Der lukrative Kampf um Chinas Pfunde

Der Patient in der Klinik redet nicht um den heißen Brei herum. Warum er hier sei? „Um eine schöne Frau zu finden“, sagt er und lacht. Er ist verschwitzt vom Muskeltraining, das er für das Gespräch kurz unterbricht. In zwei Wochen habe er schon zehn Kilogramm verloren, dreißig weitere sollen noch weg. Dafür hat er ein halbes Jahr Zeit, so lang lebt er in dem Ableger der chinesischen Abnehmkette „The Biggest Loser“ am Stadtrand von Schanghai.

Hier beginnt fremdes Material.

PR #14953, opened 2022-06-01
🐛 Fixed Stripe Checkout for Members w/ existing subscriptions

allouis:
refs https://github.com/TryGhost/Team/issues/1526

This adds a check for existing subscriptions for a member associated with the
email addressed used for Stripe Checkout, if any are found the Checkout Session
creation fails and responds with a 403.

We've also updated the error handling for the create-stripe-checkout-session
endpoint so that it follows the existing Ghost API patterns.

### DIFF
--- a/test/e2e-api/members/create-stripe-checkout-session.test.js
+++ b/test/e2e-api/members/create-stripe-checkout-session.test.js
@@ -29,17 +29,17 @@ describe('Create Stripe Checkout Session', function () {
         const paidTier = tiers.find(tier => tier.type === 'paid');
 
         await membersAgent.post('/api/create-stripe-checkout-session/')
-              .body({
-                  customerEmail: 'paid@test.com',
-                  tierId: paidTier.id,
-                  cadence: 'month'
-              })
-              .expectStatus(403)
-              .matchBodySnapshot({
-                  errors: [{
-                      id: matchers.anyUuid,
-                      code: 'CANNOT_CHECKOUT_WITH_EXISTING_SUBSCRIPTION'
-                  }]
-              });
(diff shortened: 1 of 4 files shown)


test/e2e-api/members/create-stripe-checkout-session.test.js
```diff
@@ -0,0 +1,45 @@
+const {agentProvider, mockManager, fixtureManager, matchers} = require('../../utils/e2e-framework');
+
+let membersAgent, adminAgent, membersService;
+
+describe('Create Stripe Checkout Session', function () {
```
matthanley, line 5: Can we add a happy-path test here as well?

test/e2e-api/members/create-stripe-checkout-session.test.js
```diff
@@ -0,0 +1,45 @@
...
+                tierId: paidTier.id,
+                cadence: 'month'
+            })
+            .expectStatus(403)
+            .matchBodySnapshot({
+                errors: [{
+                    id: matchers.anyUuid,
+                    code: 'CANNOT_CHECKOUT_WITH_EXISTING_SUBSCRIPTION'
+                }]
+            });
```
matthanley, line 43: Needs a call to `matchHeaderSnapshot` here too

test/e2e-api/members/create-stripe-checkout-session.test.js
allouis: I'll take a look at that now - we'll have to mock the Stripe API but should be easy enough

matthanley (approved):

PR #14962, opened 2022-06-03
✨ Added format option to `img-url` helper

### LINKED ISSUE #14323: Resize unsplash image width query to reduce download for smaller devices
### Issue Summary

This issue is referencing the wrongfully closed issue #12245 that still persists. As the Unsplash feature is integrated by default, one would expect that the images are served responsively. The Unsplash API supports such queries, but Ghost returns the images independent of device screen size.

Given that images that are too big are impacting UX as well as SEO, this is a critical feature for users that use the Unsplash feature.

Current workaround is to download the image and upload it on ghost.

### Steps to Reproduce

1. Create article
2. Use any Unsplash image as feature image
3. Load page through mobile device or dev tools of your browser
4. Inspect the served image (should have a width of 2000)

### Ghost Version

4.39.

### Node.js Version

16.14.0

Docker Container

### Database type

MySQL 8

### Browser & OS version

_No response_

_No response_

### Code of Conduct

SimonBackx:
fixes https://github.com/TryGhost/Ghost/issues/14323

- Fixed support for resizing images from Unsplash using the `img-url` helper (previously the size property was ignored for images from Unsplash)
- Added support for `avif` file formats (supported by sharp out of the box)
- Added support for setting the format of images, with a new  `format` option:

E.g. to convert an image to webp (only works in combination with size for now, except for Unsplash where you can use it without size):
```
{{img_url @site.cover_image size="s" format="webp"}}
```

This can help improve the performance of a theme, by serving assets in `<picture>` elements with webp and fallback image formats.

Usage example:
```html
<picture>
    <source 
        srcset="{{img_url feature_image size="s" format="avif"}} 300w,
                {{img_url feature_image size="m" format="avif"}} 600w,
                {{img_url feature_image size="l" format="avif"}} 1000w,
                {{img_url feature_image size="xl" format="avif"}} 2000w"
        sizes="(min-width: 1400px) 1400px, 92vw" 
        type="image/avif"
    >
    <source 
        srcset="{{img_url feature_image size="s" format="webp"}} 300w,
                {{img_url feature_image size="m" format="webp"}} 600w,
                {{img_url feature_image size="l" format="webp"}} 1000w,
                {{img_url feature_image size="xl" format="webp"}} 2000w"
        sizes="(min-width: 1400px) 1400px, 92vw" 
        type="image/webp"
    >
    <img
        srcset="{{img_url feature_image size="s"}} 300w,
                {{img_url feature_image size="m"}} 600w,
                {{img_url feature_image size="l"}} 1000w,
                {{img_url feature_image size="xl"}} 2000w"
        sizes="(min-width: 1400px) 1400px, 92vw"
        src="{{img_url feature_image size="xl"}}"
        alt="{{#if feature_image_alt}}{{feature_image_alt}}{{else}}{{title}}{{/if}}"
    >
</picture>
```

### DIFF
--- a/ghost/core/core/frontend/helpers/img_url.js
+++ b/ghost/core/core/frontend/helpers/img_url.js
@@ -12,6 +12,7 @@ const url = require('url');
 const _ = require('lodash');
 const logging = require('@tryghost/logging');
 const tpl = require('@tryghost/tpl');
+const imageTransform = require('@tryghost/image-transform');
 
 const messages = {
     attrIsRequired: 'Attribute is required e.g. {{img_url feature_image}}'
@@ -116,8 +117,14 @@ function getUnsplashImage(imagePath, sizeOptions) {
     const parsedUrl = new URL(imagePath);
     const {requestedSize, imageSizes, requestedFormat} = sizeOptions;
 
-    if (requestedFormat) {
-        parsedUrl.searchParams.set('fm', requestedFormat);
+    if (requestedFormat) {        
+        const supportedFormats = ['avif', 'gif', 'jpg', 'png', 'webp'];
+        if (supportedFormats.includes(requestedFormat)) {
+            parsedUrl.searchParams.set('fm', requestedFormat);
+        } else if (requestedFormat === 'jpeg') {
+            // Map to alias
+            parsedUrl.searchParams.set('fm', 'jpg');
+        }
     }
 
     if (!imageSizes || !imageSizes[requestedSize]) {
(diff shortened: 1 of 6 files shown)


markstos:
Since this is targeted at Unsplash, there is a alternative that would be less work for theme developers and also Ghost. Instead of asking Unsplash for a specific format, Unsplash in turn uses the Imgix API and it supports `auto=format`.

This allows the potential that the Unsplash API might return the AVIF format if the browser supports it, which could be even smaller than `webp` while having higher visual "appeal". Here's what the Imgix API docs say:

> If [auto=format](https://docs.imgix.com/apis/rendering/auto/auto#format) is set and the browser does not support the AVIF format, we'll first fallback to WebP if it is supported. If WebP is not supported, imgix will fall back to the source image type.

https://docs.imgix.com/apis/rendering/format/fm#avi

And here's where the Unsplash API docs mention support for `auto=format`:

https://unsplash.com/documentation#dynamically-resizable-images

Related: there's an open "Idea" for Ghost to improve support for the AVIF format. Improving the Unsplash integration could a first step.

markstos:
Sounds good, @SimonBackx

ErisDS (changes requested):
Very minor thing, but the change to middleware/handle-image-sizes.js reduces the coverage down from 100%. Could you please add a test to fix this?

Otherwise, this change looks great 👍

ErisDS (approved):

PR #14969, opened 2022-06-05
removed catch predicate from integrations

Dave3of5:
Start of work removing the catch predicates for https://github.com/TryGhost/Ghost/issues/14882.


ErisDS:
Hey @Dave3of5 thank you for the PR and sorry for dropping the ball here, we got a bit of a backlog but are almost caught up again now. Have merged and this will go out in todays release. Thanks again 🙏

PR #14970, opened 2022-06-07
chore: Set permissions for GitHub actions

nathannaveen:
Restrict the GitHub token permissions only to the required ones; this way, even if the attackers will succeed in compromising your workflow, they won’t be able to do much.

Vor sechs Jahrzehnten starben noch viele Millionen Chinesen in der Hungersnot, die der „Große Sprung nach vorn“ auslöste. Bis heute ist Ernährungssicherheit ein wichtiges Motiv in der Politik. Mit dem chinesischen Wirtschaftswunder sind aber längst Übergewicht und Wohlstandskrankheiten zum größeren Pro­blem geworden. Mehr als die Hälfte der Erwachsenen ist zu dick, berichteten selbst Staatsmedien. Andere Erhebungen kommen auf niedrigere Werte, auch weil es in China niedrige Schwellenwerte für die Definition von Übergewicht gibt.

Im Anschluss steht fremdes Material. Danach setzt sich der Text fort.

Issue #15505, opened 2022-09-29
Starting Ghost with missing active theme breaks Design Settings screen


ErisDS:
### Issue Summary

If the selected active theme does not exist in the filesystem the Design Settings screen errors and is unusable.

The problem occurs because Ghost's API is returning an unexpected state - when requesting a list of themes none of them has the active: true flag.

The preferred solution is to cater for this state in Admin somehow

e.g. have a blank-slate state for the design settings screen indicating that no theme is active and point user to the change-theme screen

### Steps to Reproduce

1. Activate a custom theme
2. Stop Ghost and delete or rename the custom theme directory
3. Start Ghost
4. Try to access the design settings screen

![image](https://user-images.githubusercontent.com/101513/193050450-fdd1b30c-f923-49a8-99a6-eedb5c5a96e6.png)

### Ghost Version

5.16

### Node.js Version

16

### How did you install Ghost?

ghost install

### Database type

MySQL 8

### Relevant log / error output

```shell
<img width="630" alt="image" src="https://user-images.githubusercontent.com/101513/193117369-f2947482-993a-440e-91c8-6f5cc11a5c37.png">
```

### Code of Conduct

- [X] I agree to be friendly and polite to people in this repository

Walexero:
Do i have to have a NodeJS knowledge to work on the issue or having a plain JS knowledge woulod suffice, if it would, i would like to work on the issue.

ErisDS:
Hi @Walexero, this is a bug in our Ember.js admin client. If you understand the code enough to fix the issue, then you have enough knowledge... the only person who knows if you have enough knowledge is you!

Walexero:
Hello @ErisDS, i already pulled ghost and trying to work on it locally, i first starteed the server with `yarn dev` but just gave the home page and didn't provide the theme option, tried signing up locally but doesn't provide options beyond those provided before signing up. Then i stopped the server and ran it with `yarn dev:admin` but the server errored out with deprecation issues. I had ghost set up with the configuration guidelines on https://ghost.org/docs/install/source/[ghost setup guideline] so is there anything wrong with the setup i did?

ErisDS:
Doesn't sound like there was anything wrong with your setup. This is a bug in Ghost's admin panel, which lives at `/ghost/`.

Walexero:
do you have a way to figure this out so i can work on this open issue

ErisDS:
[...]

PR #15602, opened 2022-10-12
🐛 Fix missing active theme breaks design screen

kristophesankar:
refs #15505

When starting Ghost with a missing active theme, the design settings screen and change theme screen both end up in a broken state with the user unable to select a new theme as the active one. 

The design screen has no default (or blank) slate, and so shows a preview of an empty theme.
- First added a new default screen to serve as a placeholder for when the state contains no active theme.
- Added a check for when there was no active theme, then redirects the user to the default screen .

The change theme screen wants to set an active property on the theme that should be active in the theme list.
- Added a check to see whether there is an active theme set. If there isn't one, don't bother trying to add the active property.

### DIFF
--- a/ghost/admin/app/routes/settings/design/index.js
+++ b/ghost/admin/app/routes/settings/design/index.js
@@ -11,7 +11,7 @@ export default class SettingsDesignIndexRoute extends AuthenticatedRoute {
 
     confirmModal = null;
     hasConfirmed = false;
-    themes = this.store.findAll('theme');
+    themes = this.store.peekAll('theme');
 
     afterModel() {
         super.afterModel(...arguments);
--- a/ghost/admin/app/routes/settings/design/index.js
+++ b/ghost/admin/app/routes/settings/design/index.js
@@ -7,9 +7,19 @@ export default class SettingsDesignIndexRoute extends AuthenticatedRoute {
     @service customThemeSettings;
     @service modals;
     @service settings;
+    @service store;
 
     confirmModal = null;
     hasConfirmed = false;
+    themes = this.store.findAll('theme');
+
+    afterModel() {
+        super.afterModel(...arguments);
+        let activeTheme = this.themes.findBy('active', true)
+        if (typeof activeTheme === 'undefined') {
+           return this.transitionTo('settings.design.no-theme');
+        }
+    }
 
     @action
     willTransition(transition) {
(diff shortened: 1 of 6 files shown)


ErisDS:
This looks absolutely spot-on to me 👌 but I've requested a second pair of eyes from @kevinansfield on the ember code 🙂

ghost/admin/app/routes/settings/design/index.js
```diff
@@ -7,9 +7,19 @@ export default class SettingsDesignIndexRoute extends AuthenticatedRoute {
     @service customThemeSettings;
     @service modals;
     @service settings;
+    @service store;
 
     confirmModal = null;
     hasConfirmed = false;
+    themes = this.store.findAll('theme');
```
kevinansfield, line 14: Setting properties to promises like this in singletons (routes, controllers, services) isn't good practice because there's no control over when the class instance will be instantiated and the promise is kicked off.

If we know that themes are loaded in a higher-level route and already in the store (eg, by adding the `findAll` to the list of [promises that the `routes/settings/design.js` model hook waits for](https://github.com/TryGhost/Ghost/blob/main/ghost/admin/app/routes/settings/design.js#L19-L23)) then we can confidently can use a non-promise-returning method like `themes = this.store.peekAll('theme')` here.

kevinansfield (changes requested):

ghost/admin/app/routes/settings/design/index.js
kristophesankar: This makes a lot of sense! I've gone ahead and pushed the changes.

kevinansfield (changes requested):

ghost/admin/app/routes/settings/design/no-theme.js
```diff
@@ -0,0 +1,16 @@
+import AuthenticatedRoute from 'ghost-admin/routes/authenticated';
+import {inject as service} from '@ember/service';
+
+export default class SettingsDesignNoThemeRoute extends AuthenticatedRoute {
+    @service store;
+
+    themes = this.store.findAll('theme');
```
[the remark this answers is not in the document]
kristophesankar: Thanks for catching that. I just amended the commit to include that change.

kevinansfield (approved):

ErisDS:
Hi @kristophesankar thanks so much for this PR. It has now been merged 🎉 and will appear in the next release of Ghost - usually Fridays.

I'm not sure if you found this through hacktoberfest, but I've added the `hacktoberfest-accepted` label to this PR to make sure it counts. We have plenty of open issues and ongoing projects for hacktoberfest and beyond. We would love to see you around again 👋

PR #15604, opened 2022-10-13
Removed `bool` type from schema

daniellockyer:
refs https://github.com/TryGhost/Toolbox/issues/441

- we tend to have a mix of `bool` and `boolean` in the schema and migrations, which has become a real nit for me at this point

Klar ist aber, dass die Tendenz stark nach oben geht und dass es in keinem Land mehr übergewichtige Menschen gibt als in China. Noch sind die Chinesen insgesamt zwar dünner als die Menschen im Westen. Aber der Anteil der Kinder, die übergewichtig sind, steigt rasant. Zur Jahrtausendwende war nicht einmal jedes zehnte Kind in China zu dick, zwanzig Jahre später dagegen fast vier von zehn, hieß es vor einem halben Jahr in einer Untersuchung. Bis zum Ende des Jahrzehnts könnten es sechs von zehn sein, warnten die Autoren.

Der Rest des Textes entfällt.